Sebagai seorang autodidak, bakat melukis Agus mulai terlihat sejak ia duduk di bangku kelas 2 SD. Dengan mengandalkan mulut dan kaki sebelah kiri, lukisannya selalu menjadi yang paling menonjol di antara teman-teman sekelasnya. Bakatnya segera disadari oleh guru-gurunya, yang lantas mengikutkannya pada lomba melukis tingkat desa pada saat ia duduk di bangku kelas 5. Selanjutnya, ia terus menjuarai lomba-lomba lain hingga ke tingkat kabupaten di Madiun.
Tekad yang Kuat
Tahun 1985, Agus lulus Sekolah Menengah Pertama pada usia 22 tahun.
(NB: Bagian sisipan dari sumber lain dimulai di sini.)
PR #608, opened 2024-01-23
chore: bump tss-esapi crate to 7.4

nullr0ute:
There's a few minor fixes and no changes in API so let's bump to 7.4 for TPM2 support.

### DIFF
--- a/Cargo.lock
+++ b/Cargo.lock
@@ -157,7 +157,7 @@ checksum = "b9ccdd8f2a161be9bd5c023df56f1b2a0bd1d83872ae53b71a84a12c9bf6e842"
 dependencies = [
  "proc-macro2",
  "quote",
- "syn 2.0.18",
+ "syn 2.0.48",
 ]
 
 [[package]]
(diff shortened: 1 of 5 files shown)


7flying:
I don't understand why this breaks the rust-aws-nitro-enclaves-cose too

nullr0ute:
> I don't understand why this breaks the rust-aws-nitro-enclaves-cose too

I think the breakage is the known issue we already have with rust-aws-nitro-enclaves-cose where we patched it in Fedora.

7flying:
> > I don't understand why this breaks the rust-aws-nitro-enclaves-cose too
> 
> I think the breakage is the known issue we already have with rust-aws-nitro-enclaves-cose where we patched it in Fedora.

yes, but it wasn't showing up upstream before, I need to take a look to check how we can avoid this upstream too, otherwise our tests and builds are all broken

nullr0ute:
> > > I don't understand why this breaks the rust-aws-nitro-enclaves-cose too
> > 
> > 
> > I think the breakage is the known issue we already have with rust-aws-nitro-enclaves-cose where we patched it in Fedora.
> 
> yes, but it wasn't showing up upstream before, I need to take a look to check how we can avoid this upstream too, otherwise our tests and builds are all broken

I think I can add a commit to this PR that will mitigate it

7flying (approved):
Packit builds are failing but we'll be ignoring them for the time being

PR #612, opened 2024-02-02
chore(devcontainer): setup for podman, add rust-analyzer

runcom:
People with a mac should use a podman machine that is _rootless_ and it works like a charm :)


7flying (approved):
LGTM

PR #37, opened 2017-11-26
Add support for plugins

orta:
Uses Marathon to download and setup any required dependencies, which is basically the infra for plugins. It will then hook up the dependencies at runtime at the same way that libDanger is hooked up.

Requires on https://github.com/JohnSundell/Marathon/pull/148


orta:
OK 👍

PR #42, opened 2017-12-04
Generate Dangerfile for edit command when it DNE

### LINKED ISSUE #38: Danger Edit should create a Dangerfile for you, if you don't have one
This can simplify the setup for first runs.

SD10:
This could possibly resolve #38.

When generating the Dangerfile I added the boiler plate template:
```Swift
import Danger

let danger = Danger()
```

Also, question about the new DSL. The test JSON in [fixtures/eidolon_609.json](https://github.com/danger/danger-swift/blob/master/fixtures/eidolon_609.json) has `danger` double nested. 

Does the accurately DSL represent this? I had trouble evaluating with the commands on README 😕

### DIFF
--- a/Sources/Runner/Commands/Edit.swift
+++ b/Sources/Runner/Commands/Edit.swift
@@ -5,13 +5,20 @@ import Files
 import MarathonCore
 
 func editDanger() throws -> Void {
-    
-    // Exit if a dangerfile was not found at any supported path
-    guard let dangerfilePath = Runtime.getDangerfile() else {
-        print("Could not find a Dangerfile")
-        print("Please use a supported path: \(Runtime.supportedPaths)")
-        exit(1)
+
+    let createDangerfile = { () -> String in
+        do {
+            let template = "import Danger \n let danger = Danger()"
+            let data = template.data(using: .utf8)!
+            return try FileSystem().createFile(at: "Dangerfile.swift", contents: data).path
+        } catch {
+            print("Could not find or generate a Dangerfile")
+            exit(1)
+        }
     }
+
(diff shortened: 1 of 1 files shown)


orta:
Feature looks good: 🎫 

re:double danger - Yeah, I noticed this discrepancy when I was building out something recently. It doesn't make sense, I'm definitely sure that's what the Danger DSL looks like

screen shot 2017-12-04 at 7 49 33 am

As the first one represents data for danger, and the second one represents the danger export. Is it possible that when being passed for the compiler to the runner sub-process we remove one of those dangers?

Sources/Runner/Commands/Edit.swift
```diff
@@ -5,14 +5,21 @@ import Files
...
-        print("Please use a supported path: \(Runtime.supportedPaths)")
-        exit(1)
+
+    let createDangerfile = { () -> String in
+        do {
+            let template = "import Danger \n let danger = Danger()"
+            let data = template.data(using: .utf8)!
+            return try FileSystem().createFile(at: "Dangerfile.swift", contents: data).path
+        } catch {
+            print("Could not find or generate a Dangerfile")
```
BasThomas: Maybe print the error while you're at it?

SD10: I thought about this but wasn't sure if it was right to propagate error messages coming from the `Files` module. I didn't want to clog up stdout

SD10:
@orta What if we trim 13 leading bytes and 2 trailing bytes off the incoming DSL JSON?  It seems hacky but I think converting the JSON to a `String` to process it is overkill

PR #43, opened 2017-12-04
Strip top level danger from DSL JSON

SD10:
As discussed in #42 we could trim the bytes off the DSL JSON data until the top level danger object is removed. 

The code is pretty nasty but it basically:
- deletes all bytes up until the second `{` from the start
- removes all bytes up to and including the first `}` from the end

It's 13 leading bytes and 2 trailing bytes... but this method should account for any fluctuation

### DIFF
--- a/Sources/Danger/Danger.swift
+++ b/Sources/Danger/Danger.swift
@@ -28,13 +28,14 @@ private final class DangerRunner {
             exit(1)
         }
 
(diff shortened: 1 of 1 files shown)


SD10:
Ok looks like I misunderstood the issue 😅 😅

orta:
Yeah, think it is that the STDIN that gets passed into the runner side might have that first danger stripped, not sure, don't have time to look in

PR #47, opened 2017-12-12
Add Milestone and improve more

d-date:
### Motivation and Context
We sometimes need to validate pr whether milestone is set, so I've prepared milestone model.

### Description

Other changes as below

- [x] add milestone model
- [x] change iso8601 date string type to `Date` type using `.iso8601` date decoding strategy (all date string get from GitHub API are formatted by `iso8601` )
- [x] resolved DecodingError of `fixtures/eidolon_609.json`.
- [x] change iso6801 on comments, which means [rubbers and plastic houses](https://www.iso.org/standard/13302.html) to iso8601.

And I've added milestone structure on `fixtures/eidolon_609.json` to check decoding json correctly.


Sources/Danger/GitHubDSL.swift
```diff
@@ -91,17 +92,17 @@ public struct GitHubPR: Decodable {
...
     public let assignees: [GitHubUser]
 
-    /// The ISO6801 date string for when the pull request was created.
-    public let createdAt: String
+    /// The ISO8601 date string for when the pull request was created.
+    public let createdAt: Date
 
-    /// The ISO6801 date string for when the pull request was updated.
-    public let updatedAt: String
+    /// The ISO8601 date string for when the pull request was updated.
```
SD10: The documentation for all these still reference `String` after you've changed the type to `Date`

Sources/Danger/GitHubDSL.swift
```diff
@@ -91,17 +92,17 @@ public struct GitHubPR: Decodable {
     /// The users who are assigned to the pull request.
     public let assignees: [GitHubUser]
 
-    /// The ISO6801 date string for when the pull request was created.
-    public let createdAt: String
+    /// The ISO8601 date string for when the pull request was created.
```
SD10: I got all the comments from `danger-js` so these could use a cleaning up there too 😅 
https://github.com/danger/danger-js/blob/9a501500ee81e593e53062dab1d723908454ac81/source/dsl/Commit.ts#L25

CHANGELOG.md
```diff
@@ -2,6 +2,7 @@
 
 * Add your own contributions to the next release on the line below this, please include your name too. Please don't set
   a new version if you are the first to make the section for `master`.
+* Add milestone model to issue and pull request. - d-date
```
SD10: Not sure if we want to mention that we broke the api with `String` -> `Date`. The project is still quite young

d-date:
@SD10 Thank you for quick review! I fixed all😄

Sources/Danger/GitHubDSL.swift
SD10: @d-date `The ISO8601 date string for when` -> `The date when`
Very nitty, I know

orta:
lol 🦆

orta:
Ah, yeah, this is something I hadn't really thought of - in DangerJS we only provide interfaces for the objects, but it's fine to access keys in the DSL without specifying them into the DSL. Looks like there'll be more easy low-hanging fruit like this 👍

PR #50, opened 2017-12-27
Logger struct, --verbose and --silent

rockbruno:
Hey there, I saw the issue asking for a `verbose` argument, so I made a simple logger struct to support it, together with two arguments: `--verbose` and `--silent`, slightly based on `Cork`

I was not sure how to inject `Logger` into `DangerRunner` since it runs separately, so I forwarded all arguments to it and instanced a new Logger there. I'm not sure if this is the best way to approach it, so criticize all you want!


orta:
@rockbruno  - yeah this seems 👍 to me TBH, it's definitely better than before

Issue #52, opened 2018-01-30
Bad JSON input to danger-swift (possibly due to Github API change?)


hirad:
Starting today, I noticed that Danger is failing on all our PRs. It turned out to be an issue with parsing the JSON input to `danger-swift`:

Ketika itu, ia sempat tak tahu harus melakukan apa, sementara mencari pekerjaan pun bukanlah hal yang mudah baginya. “Saya tidak lanjut [sekolah] karena keterbatasan ekonomi orang tua saya. Waktu itu adik saya juga mau masuk STM (Sekolah Teknik Menengah). Jadi adik saya saja yang lanjut. Setelah tamat SMP itu, saya sempat menganggur,” katanya.
Selama tiga tahun, Agus sempat berada di titik nadir dalam hidupnya. Sesekali ia meratapi kondisinya. Namun, ia tak pernah benar-benar menyerah. Tekad untuk tidak menyusahkan orang lain terus menyala dalam benaknya. Karena itu, ia terus berusaha meningkatkan keterampilannya.
“Selain belajar dan banyak membaca, selama menganggur itu saya juga terus berpuasa, mendekatkan diri kepada Yang Maha Kuasa. Segala macam puasa saya jalani. Saya memohon diberikan pekerjaan yang ringan, tapi gajinya besar,” ujarnya.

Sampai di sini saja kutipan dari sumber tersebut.